Gertrude led Lawrence to her room. During the 1920 uprising in Mesopotamia and the debate over the cost of the mandate, Lawrence had written letters to the British press, sometimes praising, more often condemning the work of the civil administration in Baghdad. “I’m largely in agreement,” Gertrude had written back to him at first.
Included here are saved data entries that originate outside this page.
Issue #711, opened 2017-11-22
CodeBehavior does not show line numbers


martinmuellerrohde:
Trying to display line numbers using Code.setShowLineNumbers(true) doesn't work.
The rendered HTML shows a single L0 item instead of L0,L1,L2,... for every line of code.

This is causes by CodeBehavior.createInitializerScript() which changes the prettified HTML in line 119 by replacing linebreaks with "<br>":

`return "$('#" + markupId + "').html(PR.prettyPrintOne($('#" + markupId + "').html().replace(/\\r\\n|\\r|\\n/g,'<br>'), '', $('#" + markupId + "').attr('class')));";`

This bug can be fixed as follows:
`return "$('#" + markupId + "').html(PR.prettyPrintOne($('#" + markupId + "').html(), '', $('#" + markupId + "').attr('class')));";`

martin-g:
Thanks for the report!

Do you mind sending a Pull Request with the fix ?

PR #1027, opened 2024-01-12
Added missing caret for BootstrapSelectFilter. Improved ColorBehaviors

namtar:
# BoostrapSelectFilter
When using the BootstrapSelectFilter for example with a data table no caret is displayed for the DropDownChoice. This is because of a wrong css class set in the de/agilecoders/wicket/extensions/markup/html/bootstrap/table/filter/BootstrapSelectFilter.html markup file. Now a caret should be displayed.

# ColorBehaviors
I did some colorBehavior changes and added the ability to set opacity to texts or backgrounds and gradients to backgrounds, too. I changed existing classes and added new ones. Also I renamed Color enums. For example ColorBehavior.Color is now TextColorBehavior.TextColor.
There is an enum BackgroundColor for a BackgroundColorBehavior and a TextAndBackgroundColor for a TextAndBackgroundColorBehavior. The latter one is a behavior for https://getbootstrap.com/docs/5.3/helpers/color-background/ which determines automatically a contrasting textColor for a given background color.

The color changes may lead to compile errors on projects that use wicket-bootstrap and require mostly adjustments of class imports or the change of a method name. If this is a problem then reject this pull request and I will do a new one only for the BootstrapSelectFilter and CodeBehavior.

# CodeBehavior
I changed the initializerScript line in the CodeBehavior as proposed here (https://github.com/l0rdn1kk0n/wicket-bootstrap/issues/711). Line numbers are shown again now, but since the google code-prettify project is archived perhaps it would be an idea to integrate the highlight.js library.


martin-g:
The PR is too big!
Maybe you could split it into several small ones?
Please try to not make formatting changes too!

vrozkovec:
It will also break all existing applications that use behaviors that were renamed, even though I like some names better, what's your approach in this case @martin-g?
I'd also perhaps keep behavior names so they match what Bootstrap has on their page `ColorBehavior` represents Utilities > Colors (renamed to `TextColorBehavior`), `ColorAndBackgroundBehavior` is for Helpers > Color & background (renamed to `TextAndBackgroundColorBehavior `), but as there are links in the header of the behavior that link to corresponding section, is it desirable to have names aligned like that..?

namtar:
Ok. No problem. I will split the pull request.

Is there a rule how the code formatting has to be done? I assumed that the .ediorconfig file is followed by Intellij IDEA and has the formatting rules that should be applied.

@vrozkovec I saw that Bootstrap has Utilities and Helpers sections and because of that I kept the matching behaviors in the corresponding packages. The word colors is very general though in this section (Utilities > Colors) they only add colors to text. Therefore I thought it would be a good idea to name the Enums and Behaviors as I have done in order to be more specific.
But because I have to split the PR anyway I can use the previous behavior names and only add gradients and opacity to the corresponding behaviors so that no existing application will break.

But as the weeks wore on, his criticism grew more hostile. “The people of England have been led in Mesopotamia into a trap from which it will be hard to escape with dignity and honour,” he wrote unfairly in The Sunday Times. “Things have been far worse than we have been told, our administration more bloody and inefficient than the public knows.” Gertrude responded angrily, rightly describing his ideas as “tosh” and “pure nonsense.” Now the pair enjoyed “a private laugh over two of her letters, one,” Lawrence explained, “describing me as an angel, and the other accusing me of being possessed by the devil.”
They discussed the costs of Mesopotamia and the need to withdraw some troops, and they agreed that, with an Arab Government installed, Great Britain could begin to decrease the size and expenditures of its administration. Most important of all, in the confines of the Semiramis Hotel they conspired over Faisal as the future ruler of Iraq. Lawrence had already smoothed the way with Churchill in London, and Gertrude had done the same with Cox in Baghdad; now they would work together to make sure the man they wanted was anointed Emir. An hour later they emerged from her room, and while Lawrence drifted off, Gertrude went with Sir Percy to pay a courtesy call on the Churchills. The following day, Saturday, March 12, 1921, cloaked in a shroud of secrecy, with not a single word to the press, the Cairo Conference officially opened.